Smurfe, I didnt know what a yeast kruasen is, but I just looked it up and saw a picture. That is exactly what the sludge looked like.

No, I didnt taste it. It looked pretty scary.

Do I need to add anything else at this point? Or do I just let it clear and then bottle it?

Thanks again.


----------



## grapeman (Mar 29, 2010)

Wait until you get a stable SG reading 3 days in a row below about .996. That means it is finished fermenting. Then you can add 1/4 teaspoon to a 5-6 gallon batch- you are a bit shy I suspect of a 3 gallon batch so half that or one quarter teaspoon full of k-meta. Then degas it some and (or degas before adding k-meta) let it sit to clear. If it doesn't start to clear on its own after a few weeks, use a clarifier such as SuperKleer.


----------



## MaineGal (Mar 29, 2010)

Thank you Appleman! 
I think I've learned this time to always get a starting SG!


----------



## Wade E (Mar 29, 2010)

It might not get that low as we dont know what the beginning sg was and you could have exceeded the yeasts tolerance for alc.
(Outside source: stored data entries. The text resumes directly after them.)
PR #16894, opened 2025-04-24
Changed jquery between lines 2184-2573 in sectioned.js

### LINKED ISSUE #16748: Locate and change the JQuery used in sectioned.js with normal JS - Commands - Line 2184 - 2573
Locate and change the JQuery used in sectioned.js (if present) from line 2184 going til 2573 with normal JavaScript

a23lisjo:
Fixes #16748 I have changed the found jquery between lines 2184-2573. I haven't found any error when using the program.

### DIFF
--- a/DuggaSys/sectioned.js
+++ b/DuggaSys/sectioned.js
@@ -2200,9 +2200,8 @@ function returnedSection(data) {
       drawSwimlanes(); // Create the swimlane used in the statistics section.
     }
 
-
     // Change the scroll position to where the user was last time.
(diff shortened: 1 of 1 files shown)


a23elism (approved):
All functionality remains from testing on sectioned.php (php file that uses the js version), as only a few JQuery instances appeared and have been converted not much can really break. From what i've seen/tested it all still has 1:1 functionality with the main group branch (G3-2025-V4)

example of 1:1 behaviour through the highscore box since it's JQuery styling was switched with normal JS:

image

looks identical to the group branch (only used 1 image since they look exactly the same)

Approved for merge 👍

PR #16895, opened 2025-04-24
Changed the JQuery to JS #16671

a23alera:
Changed the JQuery to JS between line 2502 - 2981


a23yutta (approved):
The code works as intended, it has the same functionality as before and does not break any other features.

All jQuery has been replaced between L2502-2981.

Approved.

PR #16898, opened 2025-04-24
Corrected IE relation line anchoring points

a23emisn:
The line anchoring points for the IE-relations were previously calculated by the height and width of the element. Due to the curvature and smaller size of the element inside, it appeared as if the lines didn't connect to the actual element, but instead floated mid-air. This has been corrected so that the lines now connect to a set of adjusted coordinates within the IE relation shape, which makes the lines visually connect to the IE-relation. 

Before. Line endings floating mid-air:
image

After. Corrected anchoring points and lines connect to the element:
image


a22abdjo (approved):
The issue has been solved appropriately and is approved.

Issue #16772, opened 2025-04-17
Locate and change the JQuery used in codeviewer.js with normal JS - line 2981 to line 3478


a23erigu:

a23elism:
### NOTE: Ignore all AJAX, this will be made its own issue

c22isako:
Can not find any usecase of maximizeBoxes() function within codebase. There might be a button missing, since the documentation mentions how, by pressing a button, you can maximize the code-window. The only button which has similar name is zoom-in, which doesn't utilize maximizeBoxes(). Since maximizeBoxes() contains the requested-change JQueries, unsure if necessary to change.

PR #16903, opened 2025-04-24
G3-2025-v4-#16772-change-jquery-in-codeviewer-2981-to-3478

c22isako:
**The requested JQuery changes are within the function maximizeBoxes() which isn't used, therefore removed the function and its documentation.**
Factors which brought the removal:
- Function hasn't been updated in the last 3 years.
- There seems to be no uses of the function within the codebase.

_For additional explanation, see connected issue, https://github.com/HGustavs/LenaSYS/issues/16772#issuecomment-2826783686_


f23linan (changes requested):
So unfortunately i did find the use for the maximizeBoxes function.
From the actual lenasys page:
image
image

So now with the function removed you cant minimize or maximize the left side of the code example.  Video below shows the changes in this branch vs the "normal" lenasys.


https://github.com/user-attachments/assets/eb44a60f-c9ab-4af4-b727-0185420f31f2

f23linan:
If ive misunderstood it please let me know!

Issue #16830, opened 2025-04-22
Re-engineer microservice retrieveCodeviewerService


a23louma:
Follow the "coding standard for removing includes" for this file in folder /CodeViewerService. The coding standard can be found in /microservices/Microservices Documentation
/microserviceCodingStandard.md.

PR #16906, opened 2025-04-24
Re-engineered microservice retrieveCodeviewerService #16830

a22linre:
Re-engineered retrieveCodeviewerService and its inverse dependencies. Also formatted the code using the built-in formatter, so some changes might look more than they are beacuse of the formatting. I hope I did the re-engineer part correct, still not sure. 

This fixes issue #16830.

### DIFF
--- a/DuggaSys/microservices/codeviewerService/deleteCodeExample_ms.php
+++ b/DuggaSys/microservices/codeviewerService/deleteCodeExample_ms.php
@@ -3,7 +3,7 @@ date_default_timezone_set("Europe/Stockholm");
 
 // Include basic application services
 include_once "../sharedMicroservices/getUid_ms.php";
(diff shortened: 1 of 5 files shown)


a23louma:
Don't review this until changes have been made.

a23louma:
I will just tag @a23axehe so you know that changes have been made.

a23axehe (changes requested):
I believe the code works, i could not find any breaks between this branch and the original branch when looking at the codeviewer and testing the solution. However it is not according to the standard to use GET in files which are responsible for either create, update or delete operations. I think the Get operations needs to be changed to Post operations in order to preserve the standard

d22marwi (approved):
The Get operations has been changed to Post operations in order to preserve the standard. Correct.

Issue #16892, opened 2025-04-24
clarify microserviceCodingStandard.md


a23louma:
It would be good to make this documentation more clear, for example what has to be added to the "main file" and what has to be added to the "inverse dependency file". Also if possible with some examples with what has to be replaced with the new code in the original file.

PR #16908, opened 2025-04-24
Create microserviceRefactorPOSTnoAnswer.md

a20artje:
Tutorial for POST without return answer.

Partly fixes issue #16892


a23danme (commented):
I  think the tutorial is solid and understandable, but I guess I think that there are people that dont understand it due to different aspects  such as not working with it earlier. It probably is posssible to exaggerate showing some steps with even more details. But too much info could also reverse it and make the tutorial more like an essay and harder to understand so I am not 100% sure.

"POSt" on line 75 hehe.

header("Content-Type: application/json"); isnt always needed unless its outputting JSON right? if so maybe put a comment before it saying like "When JSON something". I am not good in that area, maybe all POST calls need it. Just thought that people could think that it is always needed and a part of an normal implementation of the POST call.

a20artje:
I think i have resolved the issues brought up in the comments now.

PR #16909, opened 2025-04-24
Documentation for createNewCodeExample and createNewListEntry

### LINKED ISSUE #16678: Research document microservices in microservices/sharedService
Document services(starting from the beginning of the folder) that can be tested against new template so that it conforms to that template. When one or several files have been documented (depending on how much this takes). Create a new sub-issue to continue with the following files.

The template can be found in issue #16537 (OBS! has been changed).
see also #16824 for the new template

a23wilgr:
Documented the two first files in the sharedMicroservices file. Unsure of calling methods in createNewCodeExample, and if examples of use is necessary in both?

fixes #16678

### DIFF
--- a/DuggaSys/microservices/Microservices Documentation/sharedMicroservices.md
+++ b/DuggaSys/microservices/Microservices Documentation/sharedMicroservices.md
@@ -55,8 +55,8 @@ It retrieves the user ID and username, inserts a new entry into the table, gener
 -
 
 ### Microservices Used
-- getUID_ms.php
-- retrieveUsername_ms.php
+getUID_ms.php
+retrieveUsername_ms.php
 
 
 # createNewListEntry_ms.php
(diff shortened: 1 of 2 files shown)


a23louma:
Don't review until some small changes have been made.

a22wilas (changes requested):
Minor changes needs to be done. Looking at the "createNewListEntry_ms.php" there seems to be no post happening. At the moment a function is being called using inverse dependence and not HTTP commands. Also in the same file the only include I could find was "retrieveusername_ms.php" and not "basic.php".
bild

This issue also changed the document template.md. Not sure why, this issue should probably only change sharedMicroservices.md file. If the template need to be changed a separate issue should be created.

a23louma:
A review can be done again now, I will fix the changes of the template file so it's fine.

a22wilas (approved):
Looks good. Follows the set documentation standard and after some adjustments, now also provides correct information about the two microservices.

I approve this Issue!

In otherwords, keep the temp up so that you dot get a stuck fermentation and when it looks like it has stopped fermenting then take the 3 day sg challenge, it my or may not get below the .996 that appleman has stated but that is the norm for most wines when you have used the proper starting sg and the proper yeast to let the wine ferment to dry.


----------